▶ [TASK INSTRUCTIONS]: Find each line in the records below that contains the word "test", and copy it out.

RECORDS FOR THE EXERCISE below:

PR #20960, opened 2023-01-03
🎉 New Source: Railz

Allexik:
## What
Issue: https://github.com/airbytehq/airbyte/issues/17604
Added new source for railz.ai

## How
In low-code

## Recommended reading order
1. `railz_ai.yaml`
2. `y.python`

## Pre-merge Checklist

<details><summary><strong>New Connector</strong></summary>

### Community member or Airbyter

- [ ] **Community member?** Grant edit access to maintainers ([instructions](https://docs.github.com/en/github/collaborating-with-pull-requests/working-with-forks/allowing-changes-to-a-pull-request-branch-created-from-a-fork#enabling-repository-maintainer-permissions-on-existing-pull-requests))
- [x] Secrets in the connector's spec are annotated with `airbyte_secret`
- [x] Unit & integration tests added and passing. Community members, please provide proof of success locally e.g: screenshot or copy-paste unit, integration, and acceptance test output. To run acceptance tests for a Python connector, follow instructions in the README. For java connectors run `./gradlew :airbyte-integrations:connectors:<name>:integrationTest`.
- [ ] Code reviews completed
- [x] Documentation updated
    - [x] Connector's `README.md`
    - [x] Connector's `bootstrap.md`. See [description and examples](https://docs.google.com/document/d/1ypdgmwmEHWv-TrO4_YOQ7pAJGVrMp5BOkEVh831N260/edit?usp=sharing)
    - [x] `docs/integrations/<source or destination>/<name>.md` including changelog. See changelog [example](https://docs.airbyte.io/integrations/sources/stripe#changelog)
    - [x] `docs/integrations/README.md`
    - [x] `airbyte-integrations/builds.md`
- [x] PR name follows [PR naming conventions](https://docs.airbyte.com/contributing-to-airbyte/issues-and-pull-requests)

### Airbyter

If this is a community PR, the Airbyte engineer reviewing this PR is responsible for the below items.

- [x] Create a non-forked branch based on this PR and test the below items on it
- [x] Build is successful
- [x] If new credentials are required for use in CI, add them to GSM. [Instructions](https://docs.airbyte.io/connector-development#using-credentials-in-ci).
- [x] [`/test connector=connectors/<name>` command](https://docs.airbyte.io/connector-development#updating-an-existing-connector) is passing
- [ ] New Connector version released on Dockerhub by running the `/publish` command described [here](https://docs.airbyte.io/connector-development#updating-an-existing-connector)
[...]

PR #21546, opened 2023-01-18
Low-Code CDK: AccessTokenAuthenticator added

grubberr:

## What
- This auth method will be used in `source-railz-ai` https://github.com/airbytehq/airbyte/pull/20960
- In really I don't like name `AccessTokeAuthenticator` for this auth component. Can you advice your solution?


brianjlai (changes requested):
For your initial question, I think something like ShortLivedTokenAuthenticator would be a good name since this is basically implementing a specialized flow to refresh an access token via username/password.

I think a significant concern I have around this new component is that it feels very specialized to railz-ai's API implementation. I've seen a general process for short lived access token + a refresh token flow, but this kind of flow where we insert client_id and client_secret into the username/password to get an access token does not seem to be a common practice. Have you been seeing other APIs that are being implemented in low-code following this same pattern?

My thinking is that we should have a high standard for what components we introduce into the language and their interface should support the use case of many connectors not just one. I apologize since I should have flagged this earlier in the prior railz-ai review, but based on my review, this seems to be a better candidate for a custom component. Functionally this acts a lot like a BasicHttpAuthenticator in that its primary inputs are username = client_id, password = secret_key (and a authentication url). And it performs potentially two steps in the `token()` function as you have it implemented here. So unless we have a clear set of connectors that all require this type of token flow, we should start with this as a custom component and promote it into the language at a later time.

grubberr:
@brianjlai After your review 
I have moved the custom component "ShortLivedTokenAuthenticator" to the Railz connector
as you proposed
I will close this PR as soon as [PR](https://github.com/airbytehq/airbyte/pull/20960) with the new connector will be merged to master

brianjlai:
@grubberr thank you for the explanation and that plan sounds good to me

End of RECORDS FOR THE EXERCISE.

▶ [YOUR RESPONSE]:
- [x] Unit & integration tests added and passing. Community members, please provide proof of success locally e.g: screenshot or copy-paste unit, integration, and acceptance test output. To run acceptance tests for a Python connector, follow instructions in the README. For java connectors run `./gradlew :airbyte-integrations:connectors:<name>:integrationTest`.
- [x] Create a non-forked branch based on this PR and test the below items on it
- [x] [`/test connector=connectors/<name>` command](https://docs.airbyte.io/connector-development#updating-an-existing-connector) is passing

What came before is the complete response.